→ TASK TO CARRY OUT
Produce an exact copy of the data below.

→ DATA SECTION

PR #1735, opened 2016-10-08
Rename example migration module

jbranchaud:
The example is about a Weather table and a few lines further down the
docs is a sample `mix ecto.gen.migration` that uses `add_weather_table`,
so it makes sense to change `CreatePosts` to `AddWeatherTable`.


josevalim:

Issue #2614, opened 2018-07-06
Mixed migration rollback order


phunehehe:
### Environment

* Elixir version (elixir -v): 1.6.6
* Database and version (PostgreSQL 9.4, MongoDB 3.2, etc.): PostgreSQL 9.6
* Ecto version (mix deps): 2.2.10
* Database adapter and version (mix deps): postgrex 0.13.5
* Operating system: Alpine

### Current behaviour

1. Let's say I create a migration `20180701_first.exs`, but shelve the branch to work on something else.
2. Then I create another migration `20180702_second.exs`, finish and deploy it. Everything is good.
3. Then I go back to `20180701_first.exs`, finish and also deploy it. Everything is still good.
4. Now I find a problem with `20180701_first.exs` and want to roll back.

- `mix ecto.rollback` reverts `20180702_second.exs`.
- `mix ecto.rollback --to 20180701` reverts `20180702_second.exs`, then it also reverts `20180701_first.exs`.

### Expected behaviour

It's hard to say what should be expected here. Basically the problem happens because Ecto assumes the file name order is the same as the applied order.

One way is to honour the applied order:
- `mix ecto.rollback` should revert the latest migration that was applied, that is `20180701_first.exs`
- `mix ecto.rollback --to XXX` should revert migrations based on the applied order, i.e. first revert `20180701_first.exs`, then revert `20180702_second.exs`.

Another way is to honour the timestamp:
- At step (3), `ecto.migrate` should complain that the file name indicates an incompatible version. Then I can change the file name and things will be good again.

Thoughts?

josevalim:
It seems that using the insertion time and define the order based on that is a good way to go.

fertapric:
I have some doubts about using the insertion time to define the order. I think it might be confusing to order the list of `mix ecto.migrations` in a different order than the one defined in the migrations directory; or if the migrations are ordered using the timestamp (I guess this is less likely), then `--step`, `--to` and similar flags would be quite hard to use.

In addition, it could make migrations order inconsistent and different per environments. For example, if the both migrations given in the example  are rolled back and applied again, the order of the migrations would probably change because, in this new execution, migrations would be applied based on the timestamp.

Besides, for what I’ve experienced, the step (3) usually requires fixing conflicts in `db/structure.sql`. In such cases, I tend to generate a new timestamp and dump the database structure again. I’m aware this is my personal flow, but I wanted to mention it as a “workaround” for this issue :)

[...]

PR #2669, opened 2018-08-24
Implement --strict-version-order for migrations

phunehehe:
I have not actually been able to use the option from the command line to see if it works, since I am using v2.2.10 in my project (which is the latest release, but has drifted quite far away from master).

The tests seem to work fine though. Is this something useful?

https://github.com/elixir-ecto/ecto/issues/2614

### DIFF
--- a/lib/ecto/migrator.ex
+++ b/lib/ecto/migrator.ex
@@ -66,6 +66,7 @@ defmodule Ecto.Migrator do
     * `:log` - the level to use for logging. Defaults to `:info`.
       Can be any of `Logger.level/0` values or `false`.
     * `:prefix` - the prefix to run the migrations on
+    * `:strict_version_order` - abort when applying a migration with old timestamp
   """
   @spec up(Ecto.Repo.t, integer, module, Keyword.t) :: :ok | :already_up
   def up(repo, version, module, opts \\ []) do
@@ -82,7 +83,7 @@ defmodule Ecto.Migrator do
         if version != Enum.max([version | versions]) do
           latest = Enum.max(versions)
 
-          Logger.warn """
+          message = """
           You are running migration #{version} but an older \
           migration with version #{latest} has already run.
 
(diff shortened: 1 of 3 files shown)


lib/mix/tasks/ecto.migrate.ex
```diff
@@ -65,7 +65,8 @@ defmodule Mix.Tasks.Ecto.Migrate do
 
     {opts, _, _} = OptionParser.parse args,
       switches: [all: :boolean, step: :integer, to: :integer, quiet: :boolean,
-                 prefix: :string, pool_size: :integer, log_sql: :boolean],
+                 prefix: :string, pool_size: :integer, log_sql: :boolean,
+                 strict_version_order: :boolean],
```
josevalim: Can you please update the docs for this module to mention the --struct-version-order switch?

lib/ecto/migrator.ex
```diff
@@ -93,6 +93,10 @@ defmodule Ecto.Migrator do
           If this can be an issue, we recommend to rollback #{version} and change \
           it to a version later than #{latest}.
           """
+
+          if opts[:strict_version_order] do
+            raise Ecto.MigrationError
+          end
```
josevalim: Can you please update the docs for this function to mention the `:strict_version_order` option?

josevalim: Also, what do you think of including the message in the exception? Something like this:

```elixir
message = """
...
"""

if opts[:strict_version_order] do
  raise Ecto.MigrationError, message
else
  Logger.warn(message)
end
```

phunehehe: Nice idea. Updated.

josevalim:

wojtekmach:
> I have not actually been able to use the option from the command line to see if it works, since I am using v2.2.10 in my project

A quick way to test changes is using the [`examples/friends`](https://github.com/elixir-ecto/ecto/tree/master/examples/friends) app, that's what I usually do :)

PR #2671, opened 2018-08-26
[WIP] Use module attribute for prefix lookup

yordis:
I was about to create an issue about this but I thought it would work with this PR but I got his error

```
(ArgumentError) could not call get_attribute with argument Ecto.AssociationTest.Author because the module is already compiled
```
So I need your help but I think is worth to show you what I am trying to do.

### Why

As did some refactoring in my code I used to have this module name `StrawHat.IAM.PolicyStatement` and then I changed it to `StrawHat.IAM.Policy.Statement`.

I assumed that nothing would go wrong but turns out that the module name matters in the particular case that you create the foreign keys.

Since the ID in the relation is `policy_statement_id` and not `statement_id` I am kind of confused what should I do.

I would prefer to at least have some simple way to configure this. Maybe add some other metadata that it is simple to set up.

### DIFF
--- a/lib/ecto/association.ex
+++ b/lib/ecto/association.ex
@@ -155,8 +155,20 @@ defmodule Ecto.Association do
 
   """
   def association_key(module, suffix) do
-    prefix = module |> Module.split |> List.last |> Macro.underscore
+    prefix =
+      module
+      |> Module.get_attribute(:find_a_better_name)
+      |> association_prefix(module)
+
     :"#{prefix}_#{suffix}"
+  end
+
+  defp association_prefix(nil, module) do
+    module |> Module.split |> List.last |> Macro.underscore
+  end
+
+  defp association_prefix(prefix, _module) do
+    prefix
   end
 
   @doc """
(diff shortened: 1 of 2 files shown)


wojtekmach:
> Since the ID in the relation is policy_statement_id and not statement_id I am kind of confused what should I do.

You can use `:foreign_key` option on has_* associations to override the key name that's inferred from the module, have you tried that? Or is the issue that you'd need to do this all over the place?

yordis:
@wojtekmach well everyone that has some relationship with that module will need to do that.

To be honest, right now is just in one place but I would like to know what do you think about my approach and if it is worth to do it.

josevalim:
@yordis as @wojtekmach said, we already have a mechanism to do so via the option. I don't think this scenario is common enough to warrant introducing another mechanism for configuration.

The reason the defaults now work is because they are simple: it is based on the module name or an option. Introducing another lookup means that everybody else's applications become more complex, because now if I look at `belongs_to Foo.Bar`, I never know if it will be `:bar_id` or if `Bar` has some sort of special configuration behind it.

PR #2673, opened 2018-08-28
add function support for get_field/3 default value

btkostner:
What it says on the tin. Let me know if you want me to do this for the other changeset functions as well.


josevalim:
Unfortunately this makes it impossible to retrieve a function as a default value, which may be the case if you are using a virtual field of type `:any`. If you want to execute a function depending on if there is a value or not, you can use `fetch_field` and pattern match on the results. Thanks!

→ RESULT FOR THIS EXERCISE
PR #1735, opened 2016-10-08
Rename example migration module

jbranchaud:
The example is about a Weather table and a few lines further down the
docs is a sample `mix ecto.gen.migration` that uses `add_weather_table`,
so it makes sense to change `CreatePosts` to `AddWeatherTable`.


josevalim:

Issue #2614, opened 2018-07-06
Mixed migration rollback order


phunehehe:
### Environment

* Elixir version (elixir -v): 1.6.6
* Database and version (PostgreSQL 9.4, MongoDB 3.2, etc.): PostgreSQL 9.6
* Ecto version (mix deps): 2.2.10
* Database adapter and version (mix deps): postgrex 0.13.5
* Operating system: Alpine

### Current behaviour

1. Let's say I create a migration `20180701_first.exs`, but shelve the branch to work on something else.
2. Then I create another migration `20180702_second.exs`, finish and deploy it. Everything is good.
3. Then I go back to `20180701_first.exs`, finish and also deploy it. Everything is still good.
4. Now I find a problem with `20180701_first.exs` and want to roll back.

- `mix ecto.rollback` reverts `20180702_second.exs`.
- `mix ecto.rollback --to 20180701` reverts `20180702_second.exs`, then it also reverts `20180701_first.exs`.

### Expected behaviour

It's hard to say what should be expected here. Basically the problem happens because Ecto assumes the file name order is the same as the applied order.

One way is to honour the applied order:
- `mix ecto.rollback` should revert the latest migration that was applied, that is `20180701_first.exs`
- `mix ecto.rollback --to XXX` should revert migrations based on the applied order, i.e. first revert `20180701_first.exs`, then revert `20180702_second.exs`.

Another way is to honour the timestamp:
- At step (3), `ecto.migrate` should complain that the file name indicates an incompatible version. Then I can change the file name and things will be good again.

Thoughts?

josevalim:
It seems that using the insertion time and define the order based on that is a good way to go.

fertapric:
I have some doubts about using the insertion time to define the order. I think it might be confusing to order the list of `mix ecto.migrations` in a different order than the one defined in the migrations directory; or if the migrations are ordered using the timestamp (I guess this is less likely), then `--step`, `--to` and similar flags would be quite hard to use.

In addition, it could make migrations order inconsistent and different per environments. For example, if the both migrations given in the example  are rolled back and applied again, the order of the migrations would probably change because, in this new execution, migrations would be applied based on the timestamp.

Besides, for what I’ve experienced, the step (3) usually requires fixing conflicts in `db/structure.sql`. In such cases, I tend to generate a new timestamp and dump the database structure again. I’m aware this is my personal flow, but I wanted to mention it as a “workaround” for this issue :)

[...]

PR #2669, opened 2018-08-24
Implement --strict-version-order for migrations

phunehehe:
I have not actually been able to use the option from the command line to see if it works, since I am using v2.2.10 in my project (which is the latest release, but has drifted quite far away from master).

The tests seem to work fine though. Is this something useful?

https://github.com/elixir-ecto/ecto/issues/2614

### DIFF
--- a/lib/ecto/migrator.ex
+++ b/lib/ecto/migrator.ex
@@ -66,6 +66,7 @@ defmodule Ecto.Migrator do
     * `:log` - the level to use for logging. Defaults to `:info`.
       Can be any of `Logger.level/0` values or `false`.
     * `:prefix` - the prefix to run the migrations on
+    * `:strict_version_order` - abort when applying a migration with old timestamp
   """
   @spec up(Ecto.Repo.t, integer, module, Keyword.t) :: :ok | :already_up
   def up(repo, version, module, opts \\ []) do
@@ -82,7 +83,7 @@ defmodule Ecto.Migrator do
         if version != Enum.max([version | versions]) do
           latest = Enum.max(versions)
 
-          Logger.warn """
+          message = """
           You are running migration #{version} but an older \
           migration with version #{latest} has already run.
 
(diff shortened: 1 of 3 files shown)


lib/mix/tasks/ecto.migrate.ex
```diff
@@ -65,7 +65,8 @@ defmodule Mix.Tasks.Ecto.Migrate do
 
     {opts, _, _} = OptionParser.parse args,
       switches: [all: :boolean, step: :integer, to: :integer, quiet: :boolean,
-                 prefix: :string, pool_size: :integer, log_sql: :boolean],
+                 prefix: :string, pool_size: :integer, log_sql: :boolean,
+                 strict_version_order: :boolean],
```
josevalim: Can you please update the docs for this module to mention the --struct-version-order switch?

lib/ecto/migrator.ex
```diff
@@ -93,6 +93,10 @@ defmodule Ecto.Migrator do
           If this can be an issue, we recommend to rollback #{version} and change \
           it to a version later than #{latest}.
           """
+
+          if opts[:strict_version_order] do
+            raise Ecto.MigrationError
+          end
```
josevalim: Can you please update the docs for this function to mention the `:strict_version_order` option?

josevalim: Also, what do you think of including the message in the exception? Something like this:

```elixir
message = """
...
"""

if opts[:strict_version_order] do
  raise Ecto.MigrationError, message
else
  Logger.warn(message)
end
```

phunehehe: Nice idea. Updated.

josevalim:

wojtekmach:
> I have not actually been able to use the option from the command line to see if it works, since I am using v2.2.10 in my project

A quick way to test changes is using the [`examples/friends`](https://github.com/elixir-ecto/ecto/tree/master/examples/friends) app, that's what I usually do :)

PR #2671, opened 2018-08-26
[WIP] Use module attribute for prefix lookup

yordis:
I was about to create an issue about this but I thought it would work with this PR but I got his error

```
(ArgumentError) could not call get_attribute with argument Ecto.AssociationTest.Author because the module is already compiled
```
So I need your help but I think is worth to show you what I am trying to do.

### Why

As did some refactoring in my code I used to have this module name `StrawHat.IAM.PolicyStatement` and then I changed it to `StrawHat.IAM.Policy.Statement`.

I assumed that nothing would go wrong but turns out that the module name matters in the particular case that you create the foreign keys.

Since the ID in the relation is `policy_statement_id` and not `statement_id` I am kind of confused what should I do.

I would prefer to at least have some simple way to configure this. Maybe add some other metadata that it is simple to set up.

### DIFF
--- a/lib/ecto/association.ex
+++ b/lib/ecto/association.ex
@@ -155,8 +155,20 @@ defmodule Ecto.Association do
 
   """
   def association_key(module, suffix) do
-    prefix = module |> Module.split |> List.last |> Macro.underscore
+    prefix =
+      module
+      |> Module.get_attribute(:find_a_better_name)
+      |> association_prefix(module)
+
     :"#{prefix}_#{suffix}"
+  end
+
+  defp association_prefix(nil, module) do
+    module |> Module.split |> List.last |> Macro.underscore
+  end
+
+  defp association_prefix(prefix, _module) do
+    prefix
   end
 
   @doc """
(diff shortened: 1 of 2 files shown)


wojtekmach:
> Since the ID in the relation is policy_statement_id and not statement_id I am kind of confused what should I do.

You can use `:foreign_key` option on has_* associations to override the key name that's inferred from the module, have you tried that? Or is the issue that you'd need to do this all over the place?

yordis:
@wojtekmach well everyone that has some relationship with that module will need to do that.

To be honest, right now is just in one place but I would like to know what do you think about my approach and if it is worth to do it.

josevalim:
@yordis as @wojtekmach said, we already have a mechanism to do so via the option. I don't think this scenario is common enough to warrant introducing another mechanism for configuration.

The reason the defaults now work is because they are simple: it is based on the module name or an option. Introducing another lookup means that everybody else's applications become more complex, because now if I look at `belongs_to Foo.Bar`, I never know if it will be `:bar_id` or if `Bar` has some sort of special configuration behind it.

PR #2673, opened 2018-08-28
add function support for get_field/3 default value

btkostner:
What it says on the tin. Let me know if you want me to do this for the other changeset functions as well.


josevalim:
Unfortunately this makes it impossible to retrieve a function as a default value, which may be the case if you are using a virtual field of type `:any`. If you want to execute a function depending on if there is a value or not, you can use `fetch_field` and pattern match on the results. Thanks!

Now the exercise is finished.